Abstract

The goals of medical ethics education comprise several dimensions: legal duties to secure informed consent, tell the truth and protect confidentiality; objective competencies that include an understanding of DNR regulations and surrogate decision-making procedures; discursive moral skills such as moral sensitivity, reciprocity and moral development that combine into the capacity for moral dialogue and debate; and finally, behavioural goals that challenge moral education to nurture a more humane, sensitive and communicative physician. Part one of this paper describes each of these goals, together with some of the inherent difficulties affecting implementation. Part two presents survey data from medical ethics instructors (n = 126) who were asked about the importance of each goal and their ability to successfully achieve each aim. While each goal is highly rated, only those goals associated with legal duties and objective competencies are thought to be achieved with any degree of relative success. Goals associated with character transformation, unique to medical ethics education, are among the most difficult to achieve. Additional empirical data corroborate these impressions.

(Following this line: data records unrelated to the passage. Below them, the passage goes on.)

PR #315, opened 2024-07-19
OSD-24266 : Disabled IDMS/ICSP validatingwebhook in HCP

samanthajayasinghe:
## Why
This PR enable ECR image registry configuration on hosted clusters 

## Issue 
https://issues.redhat.com/browse/OSD-24266

PR #316, opened 2024-07-23
Enforce package/syncset generation in CI

mjlshen:
Noticed in #315 that package generation failures don't cause CI to fail.

[OSD-24266](https://issues.redhat.com//browse/OSD-24266)


build/pr_check.sh
mjlshen, line 1: /hold

Holding PR for testing this - this should have caused PR checks to fail

PR #318, opened 2024-08-14
OSD-24275: Validate machineCIDR is contained in default ingresscontro…

nephomaniac:
This PR intends to address [OSD-24275](https://issues.redhat.com//browse/OSD-24275) adding checks to help ensure at least one of the provided 'allowedSourceRanges' subnets contains the install-config's machineCIDR. 
This includes a new role and rolebinding in the syncselectorset allowing the validation-webhook service account get() access to the install-config configmap in the kube-system namespace. 
This PR attempts to include a set of unit tests intended to check different 'allowedSourceRanges' values across different machineCIDR values across update() and create() requests. 

This ingresscontroller validation/check is intended to have the following limitations:
- Should only apply to Create, and/or Update request operations
- Should only apply to update/create requests for the "default" ingresscontroller (namespace: openshift-ingress-operator)
- This validation should not apply to requests which do not contain the "allowedSourceRanges" param/attr, or contain an empty value in the request. (Note: This does not prevent users from removing the 'allowedSourceRanges' values from an ingress controller which can result in a controller get stuck in progressing state).
- At this time this webhook is not enabled for Hypershift, and is enabled for Classic only.


pkg/webhooks/ingresscontroller/ingresscontroller.go
```diff
@@ -149,12 +176,151 @@ func (wh *IngressControllerWebhook) authorized(request admissionctl.Request) adm
 		}
 	}
 
-	ret = admissionctl.Allowed("IngressController operation is allowed")
+	/* TODO:
+	 * 1) ONLY check for privatelink clusters? How?
```
wgordon17, line 180: I don't _believe_ this only needs to apply to PrivateLink clusters, I think it could apply to _any_ cluster

pkg/webhooks/ingresscontroller/ingresscontroller.go
```diff
@@ -149,12 +176,151 @@ func (wh *IngressControllerWebhook) authorized(request admissionctl.Request) adm
...
+	 * 2) HCP vs Classic, etc.. ...any other cluster type this should apply to? Is this handled by the
+	 * HypershiftEnabled vs ClassicEnabled flags set in this module? Currently HCP disabled.
+	 * If HCP is to be enabled for allowed source ranges, should this part of a 2nd ingress validator to
+	 * allow separation of validations between cluster install types? Is there a run time method available
+	 * to this validator to determine classic vs hcp?
```
wgordon17, line 185: > HCP vs Classic, etc.. ...any other cluster type this should apply to?
Probably OpenShift Dedicated as well (unless that's covered under `Classic`)

>Is this handled by the * HypershiftEnabled vs ClassicEnabled flags set in this module? Currently HCP disabled.
I'm not sure of the impact of this 🤔

> If HCP is to be enabled for allowed source ranges, should this part of a 2nd ingress validator to allow separation of validations between cluster install types?
This validator is _only_ needed on the `default` Ingress Controller

pkg/webhooks/ingresscontroller/ingresscontroller.go
```diff
@@ -149,12 +176,151 @@ func (wh *IngressControllerWebhook) authorized(request admissionctl.Request) adm
...
+	 * 3) What other specifics should be checked here for this cidr check to be applicable?m
```
wgordon17, line 186: AFAIK, Machine CIDR is the _only_ check that would have an impact on this, so no other checks should be necessary

pkg/webhooks/ingresscontroller/ingresscontroller.go
```diff
@@ -149,12 +176,151 @@ func (wh *IngressControllerWebhook) authorized(request admissionctl.Request) adm
...
+	 */
+	// Only check for machine cidr in allowed ranges if creating or updating resource...
+	reqOp := request.AdmissionRequest.Operation
+	if reqOp == admissionv1.Create || reqOp == admissionv1.Update {
+		//TODO: Will these need to iterate over more than just the default IngressController config?
```
wgordon17, line 191: Only the `default` Ingress Controller is needed

nephomaniac:
Noting that this PR currently has all the ingressController validations under the single IngressController webhook. This  seemed to be the pattern?  However, if we want to extend this and possibly support different validations between Classic vs HCP, etc would it then make sense to separate this out? Would we potentially want additional IngressController webhooks, and/or build time flags to indicate cluster environments such as hcp vs classic, etc?

wgordon17:
@nephomaniac that's definitely a good call out, and probably an improvement worth exploring. I do believe that's probably outside the scope of OSD-24275. For this card, perhaps its "good enough" to just focus on targeting Classic for the time being

pkg/webhooks/ingresscontroller/ingresscontroller.go
michaelryanmcneill: Correct, it needs to check against any clusters.

nephomaniac:
Converted this to a draft as it seems likely this should be applied to HCP as well and changes the implementation.  In my limited HCP testing the cluster admin can edit the default ingressController's allowedSourceRanges excluding the machineCidr network causing the same/similar errors (ie blocking the console, etc).

nephomaniac:
After some discussion I believe this PR can reviewed and tested for merge. The current intention is that additional Hypershift work , if desired, is to be tracked as part of a separate effort.

pkg/webhooks/ingresscontroller/ingresscontroller.go
nephomaniac: Thanks. This comment/concern has been removed.

pkg/webhooks/ingresscontroller/ingresscontroller.go
nephomaniac: Thanks.  Updated this comment with info/dialog from OSD-24275 as well. 
The ingresscontroller webhook currently has HypershiftEnabled set to false, and ClassicEnabled set to true. I think additional dialog in OSD-24275 suggests we'll likely want to separate HCP efforts and webhook to be tracked under a different Jira.

pkg/webhooks/ingresscontroller/ingresscontroller.go
nephomaniac: Thanks. Removed/updated comment.

pkg/webhooks/ingresscontroller/ingresscontroller.go
```diff
@@ -149,12 +176,151 @@ func (wh *IngressControllerWebhook) authorized(request admissionctl.Request) adm
...
+		if ic.ObjectMeta.Name == "default" && ic.ObjectMeta.Namespace == "openshift-ingress-operator" {
+			ret := wh.checkAllowsMachineCIDR(ic.Spec.EndpointPublishingStrategy.LoadBalancer.AllowedSourceRanges)
+			ret.UID = request.AdmissionRequest.UID
+			if !ret.Allowed {
+				log.Info("Error checking minimum AllowedSourceRange", "err", ret.AdmissionResponse.String())
+			}
+			return ret
+		}
+	}
+	log.Info("############# DEBUG LOG: IngressController operation is allowed ###########")
```
tnierman, line 201:
```suggestion
```
Looks like this is debug output? Can it be removed before merging?

pkg/webhooks/ingresscontroller/ingresscontroller.go
```diff
@@ -149,12 +176,151 @@ func (wh *IngressControllerWebhook) authorized(request admissionctl.Request) adm
...
+}
+
+func (wh *IngressControllerWebhook) checkAllowsMachineCIDR(ipRanges []operatorv1.CIDR) admissionctl.Response {
+	// https://docs.openshift.com/container-platform/4.13/networking/configuring_ingress_cluster_traffic/configuring-ingress-cluster-traffic-load-balancer-allowed-source-ranges.html
+	// Note: From docs it appears a missing ASR value/attr allows all. However...
+	// once ASR values have been added to an ingresscontroller, later deleting all the ASRs can expose an issue
+	// where the IGC will remaining in progressing state indefinitely.
+	// For now return Allowed, but with a warning?
+	if ipRanges == nil || len(ipRanges) <= 0 {
+		return admissionctl.Allowed("Allowing empty 'AllowedSourceRanges'. Populate this value if operator remains in 'progressing' state")
```
tnierman, line 284:
```suggestion
		return admissionctl.Allowed("Allowing empty 'AllowedSourceRanges'")
```

IMO, we should avoid suggesting configuration changes in component logs; the product documentation should be the source-of-truth we provide to customers

pkg/webhooks/ingresscontroller/ingresscontroller.go
```diff
@@ -149,12 +176,151 @@ func (wh *IngressControllerWebhook) authorized(request admissionctl.Request) adm
...
+	}
+	log.Info("############# DEBUG LOG: IngressController operation is allowed ###########")
+	ret = admissionctl.Allowed("IngressController operation is allowed, machineCIDR n/a")
 	ret.UID = request.AdmissionRequest.UID
 
 	return ret
 }
 
+func (wh *IngressControllerWebhook) getMachineCIDR() (net.IP, *net.IPNet, error) {
+	if wh.machineCIDRIP == nil || wh.machineCIDRNet == nil {
```
tnierman, line 209: Rather than lazy-loading the CIDR on first request, would it make sense to just initialize these values in the `NewWebhook()` function? 

The benefits I see with that approach (correct me if I'm wrong on any of these points, though):
- We can omit the `kubeClient` field from the webhook, since it looks like the only time it's used is when we call `getClusterConfig`
- we'll know at hook startup if anything goes wrong w/ the retrieval, rather than at first request (which may make it slightly easier to identify issues here)
- we don't sacrifice any performance on the first request

pkg/webhooks/ingresscontroller/ingresscontroller.go
```diff
@@ -149,12 +176,151 @@ func (wh *IngressControllerWebhook) authorized(request admissionctl.Request) adm
...
+			err := fmt.Errorf("can not fetch machineCIDR from empty '%s' install config", installConfigMap)
+			log.Error(err, "getMachineCIDR failed to find CIDR value")
+			return nil, nil, err
+		}
+		if len(instConf.Networking.MachineCIDR) <= 0 {
+			err := fmt.Errorf("empty machineCIDR string value parsed from '%s' install config", installConfigMap)
+			log.Error(err, "getMachineCIDR found empty CIDR value")
+			return nil, nil, err
+		}
+		machIP, machNet, err := net.ParseCIDR(string(instConf.Networking.MachineCIDR))
```
tnierman, line 225:
```suggestion
		_, machNet, err := net.ParseCIDR(string(instConf.Networking.MachineCIDR))
```

Do we actually need both the IP and network here? Seems like we could get by on just the network, no?

pkg/webhooks/ingresscontroller/ingresscontroller.go
```diff
@@ -42,7 +54,22 @@ var (
...
+
+// installConfig struct to load the min values needed from the install-config data.
+// Alternative would be to vendor all of github.com/openshift/installer/pkg/types to import the proper struct.
+// Required values: machineCidr info, anything else we gather from this? hcp vs classic, privatelink info, etc?
+type installConfig struct {
+	metav1.TypeMeta   `json:",inline"`
+	metav1.ObjectMeta `json:"metadata"`
+	Networking        struct {
+		MachineCIDR string `json:"machineCIDR"`
+	} `json:"networking"`
```
tnierman, line 72: Personally, I think we should just import the proper struct from `github.com/openshift/installer/pkg/types` - it doesn't seem like the package is all that large and it'll potentially simplify a lot of logic under the `getMachineCIDR()` and `getClusterConfig()` functions

pkg/webhooks/ingresscontroller/ingresscontroller.go
nephomaniac: Thanks Trevor, I think you're correct. For the validations we really only need the machNet (ie: net.ipNet) .network() value and mask size. This is mainly for debug and can be removed.
I had originally left the machIP (ie net.IP) mostly for debug purposes so it would might be easier to map a logged message or response error to the actual value found in the config map.  This might not be a practical scenario, and/or reason to keep this around though? 
ie if it's possible to build a cluster with a full IP ie: '192.168.1.1/8' (maybe accidentally?).  We'll handle and log this as '192.0.0.0/8'.  Which might make debug a little harder when searching for the stored value?

pkg/webhooks/ingresscontroller/ingresscontroller.go
nephomaniac: Thanks, will do.

pkg/webhooks/ingresscontroller/ingresscontroller.go
nephomaniac: Thanks. I've made a change making the call during the init/NewWebHook() func exit with error if we fail to load and parse the machineCIDR. This should now only fetch and parse the config once at init time. Testing this now.

pkg/webhooks/ingresscontroller/ingresscontroller.go
nephomaniac: Updated to only using ipNet in latest commit.

pkg/webhooks/ingresscontroller/ingresscontroller.go
nephomaniac: Updated in latest commit.

nephomaniac:
Ready for review. 
Updated to load + cache machineCidr, or fail fast during webhook initialization. Moved shared test args specific to webhooks into the webhooks package allowing unit tests and make target tests to run without having to access a live cluster's config.

nephomaniac:
Will need another dry-run or equiv webhook flag to allow additional make targets, build routines to iterate through hooks w/o requiring an actual cluster runtime env.

pkg/webhooks/ingresscontroller/ingresscontroller.go
tnierman: Lets start by just setting up guardrails around the `default` ingresscontroller, and if it turns out we need to check additional ICs, we can iterate.

There's little risk to this approach, IMO, since the changes here are adding new checks, so worst case scenario would be that we just don't reduce alerts as much as we expect.

nephomaniac: Thanks. Will leave the scope limited to the 'default' IC for now.

tnierman:
/approve

This looks good to me, but lets get a second opinion too

nephomaniac:
Thanks @iamkirkbater, 
The first tests will need to be things outside of the unit tests. General init/install/bootstrapping. My biggest concern is race conditions on init as I've only tested this by replacing the webhook daemon set on a running cluster.   

For pointed tests targeted specifically this validation I'd recommend the following minimum set of tests, somewhat similar to the unit tests:
Assuming a default machine cidr of 10.0.0.0/16 
- Test a request believed to be valid, including the machine cidr in one of the provided allowed subnets...
```oc -n openshift-ingress-operator patch ingresscontroller/default --type=merge --patch='{"spec":{"endpointPublishingStrategy": {"loadBalancer":{"allowedSourceRanges":["10.128.0.0/16", "10.129.0.0/16", "10.69.0.0/16", "10.0.0.0/8", "172.30.0.0/16"]}}}}' ```

- Test an invalid request where none of the subnets contain the machine cidr...
```oc -n openshift-ingress-operator patch ingresscontroller/default --type=merge --patch='{"spec":{"endpointPublishingStrategy": {"loadBalancer":{"allowedSourceRanges":["10.128.0.0/16", "10.129.0.0/16", "10.69.0.0/16",  "172.30.0.0/16"]}}}}' ```

- Test a valid request which does not contain an allowedSourceRanges field or is empty. This should be tested before and after a cluster has had the allowedSourceRanges field populated. 
_Note: https://docs.openshift.com/container-platform/4.13/networking/configuring_ingress_cluster_traffic/configuring-ingress-cluster-traffic-load-balancer-allowed-source-ranges.html
	// Note: From docs it appears a missing ASR value/attr allows all. However...
	// once ASR values have been added to an ingresscontroller, later deleting all the ASRs can expose an issue
	// where the IGC will remaining in progressing state indefinitely 
```oc -n openshift-ingress-operator patch ingresscontroller/default --type=merge --patch='{"spec":{"endpointPublishingStrategy": {"loadBalancer":{"allowedSourceRanges":[]}}}}' ```

- Repeat the above tests using a cluster with a non-default machine cidr (ie machineCidr != 10.0.0.0/16). 
- Upgrade with and without a valid ingresscontroller allowedSourceRange config (is this WH in the path?).
- Likely outside the scope of this PR, but additional testing for IGC requests that degrade  the cluster that are missed by this webhook.

bmeng:
It seems we implemented several functions within the webhook. Does it mean those functions will be called for each validation? Would it be any potential performance degradation?

nephomaniac:
> It seems we implemented several functions within the webhook. Does it mean those functions will be called for each validation? Would it be any potential performance degradation?

Thanks @bmeng, 
Currently the intention is to attempt the client/fetch work, which could have potential request delay/overhead, only once during  the init/newWebhook() portion. 
The machineCIDR value should be cache'd for use during later ingresscontroller request subnet validations.  The new subnet validation functions should be limited to 'create' & 'update' requests, and only for the 'default' ingresscontroller. Currently not enabled for hypershift. 
Worth noting that if the WH's client fails to fetch the machineCIDR during init, the WH will exit, retrying on the next init.

PR #334, opened 2024-11-06
Add osde2e tests harness

YiqinZhang:
- Add the osde2e test harness and migrated tests from osde2e. 
https://github.com/openshift/osde2e/blob/main/pkg/e2e/webhooks/webhooks.go

[SDCICD-1396](https://issues.redhat.com//browse/SDCICD-1396)

PR #335, opened 2024-11-11
misc: bump controller-runtime -> v0.15.1

jbpratt:
NewDecoder no longer returns an error and instead panics if the scheme is nil. It previously always returned a nil error

https://pkg.go.dev/sigs.k8s.io/controller-runtime@v0.14.6/pkg/webhook/admission#NewDecoder

https://pkg.go.dev/sigs.k8s.io/controller-runtime@v0.15.1/pkg/webhook/admission#Decoder.Decode

to reproduce:

```
go get sigs.k8s.io/controller-runtime@v0.15.1
```

then resolve build errors

required for #334


jbpratt:
/unhold

validated the osde2e tests are still passing with this change

PR #339, opened 2025-01-27
OSD-21711 check to allow hive admin user to trigger an SDN migration

luis-falcon:
We are adding this change to ensure that hive is the one that can trigger the SDN to OVN network migration. 

Hive does not use a service account to connect to the cluster but a privilege admin user. 

 Please Refer to [OSD-21711](https://issues.redhat.com//browse/OSD-21711)  for full explanation.

### DIFF
--- a/pkg/webhooks/sdnmigration/sdnmigration.go
+++ b/pkg/webhooks/sdnmigration/sdnmigration.go
@@ -16,9 +16,10 @@ import (
 )
 
 const (
-	WebhookName        string = "sdn-migration-validation"
-	docString          string = `Managed OpenShift customers may not modify the network config type because it can can degrade cluster operators and can interfere with OpenShift SRE monitoring.`
-	overrideAnnotation string = "unsupported-red-hat-internal-testing"
+	WebhookName               string = "sdn-migration-validation"
+	docString                 string = `Managed OpenShift customers may not modify the network config type because it can can degrade cluster operators and can interfere with OpenShift SRE monitoring.`
+	overrideAnnotation        string = "unsupported-red-hat-internal-testing"
+	privilegedHiveUserAccount string = "admin-kubeconfig-signer"
 )
 
 var (
@@ -45,6 +46,15 @@ type NetworkConfigWebhook struct {
 
 // Authorized will determine if the request is allowed
 func (w *NetworkConfigWebhook) Authorized(request admissionctl.Request) admissionctl.Response {
+	// We are doing this check to ensure that hive can trigger the
+	// migration process. Once a cluster install completes successfully,
+	// the admin password and kubeconfig will be uploaded as secrets and linked to the ClusterDeployment resource
+	// on hive under the cluster namespace. Hive uses this credentials for the user "admin-kubeconfig-signer"
+	// in order to call the api on the clusters and execute administrative tasks.
+	if request.UserInfo.Username == privilegedHiveUserAccount {
+		return utils.WebhookResponse(request, true, "Privileged user may access")
+	}
+
 	// allow if modified by an allow listed service account
 	for _, group := range request.UserInfo.Groups {
 		if privilegedServiceAccountsRe.Match([]byte(group)) {


pkg/webhooks/sdnmigration/sdnmigration.go
```diff
@@ -24,6 +24,7 @@ const (
 var (
 	log                         = logf.Log.WithName(WebhookName)
 	privilegedServiceAccountsRe = regexp.MustCompile(utils.PrivilegedServiceAccountGroups)
+	priviledgeUserAccount       = "admin-kubeconfig-signer"
```
joshbranham, line 27: Since we are specifically referring to this as the `hive` user, let's name it as such. Also type in `priviledge`, versus `priviledged`. Something like `privilegedHiveUserAccount`.

Also, this should be a constant as it's a `string`, not a `var`

pkg/webhooks/sdnmigration/sdnmigration.go
```diff
@@ -46,6 +47,10 @@ type NetworkConfigWebhook struct {
 // Authorized will determine if the request is allowed
 func (w *NetworkConfigWebhook) Authorized(request admissionctl.Request) admissionctl.Response {
 	// allow if modified by an allow listed service account
+	if priviledgeUserAccount == request.UserInfo.Username {
```
joshbranham, line 50: This reads backwards to me. We want to compare the request username to our constant, not the other way around.

pkg/webhooks/sdnmigration/sdnmigration.go
```diff
@@ -46,6 +47,10 @@ type NetworkConfigWebhook struct {
...
+		return utils.WebhookResponse(request, true, "Priviledge user may access")
```
joshbranham, line 51: Typo: `Privileged user may access` to follow the existing pattern.

joshbranham (changes requested):
Can you provide a description in the PR body of the change and it's intent?

Additionally, can you provide a comment as to why this check is added, and that Hive is using the admin credentials for the cluster to authorize itself, as to not confuse folks down the road.

pkg/webhooks/sdnmigration/sdnmigration.go
luis-falcon: Change done

pkg/webhooks/sdnmigration/sdnmigration.go
luis-falcon: Change done

pkg/webhooks/sdnmigration/sdnmigration.go
luis-falcon: change done

pkg/webhooks/sdnmigration/sdnmigration.go
```diff
@@ -45,6 +46,12 @@ type NetworkConfigWebhook struct {
 
 // Authorized will determine if the request is allowed
 func (w *NetworkConfigWebhook) Authorized(request admissionctl.Request) admissionctl.Response {
+	//We are doing this Check to endure That hive can trigger the
+	//migration process. Please refer to OSD-21711 for full explenation.
```
joshbranham, line 50: Comments should be a single space after `//`. Additionally there are typos and inconsistent casing in the comment, please review.

joshbranham (changes requested):

joshbranham (commented):
Once this deploys to stage we will want to validate this works

/lgtm
/unhold

joshbranham (commented):
/approve

pkg/webhooks/sdnmigration/sdnmigration.go
```diff
@@ -45,6 +46,12 @@ type NetworkConfigWebhook struct {
 
 // Authorized will determine if the request is allowed
 func (w *NetworkConfigWebhook) Authorized(request admissionctl.Request) admissionctl.Response {
+	// We are doing this check to ensure that hive can trigger the
+	// migration process. Please refer to OSD-21711 for full explanation.
```
fahlmant, line 50: Can you please explain some more here? This OSD card is private so not everyone can see the detai.s.

luis-falcon: Done

PR #340, opened 2025-01-27
Remove lisa as a reviewer in OWNERS

lisa:
I regret that I don't have the time to stay as attached to mcvw as I was when I ported it from Python to Go, but the sad reality is, my time is just not as available as it once was. :(


joshbranham (commented):
/lgtm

Moreover, it is not clear that medical ethics education has much to do with good care. Empirical data are scarce and the conceptual relationship between ethics and care remains highly problematic. Part three offers a number of divergent interpretations of care and concludes that they have little to do with medical ethics. There is no reason to expect that medical competence should be affected by moral competence. Medical ethics therefore might then be viewed as an educational enhancement: unnecessary for healthy doctoring but desirable among a small percentage of the profession who maintain an interest in ethical problems.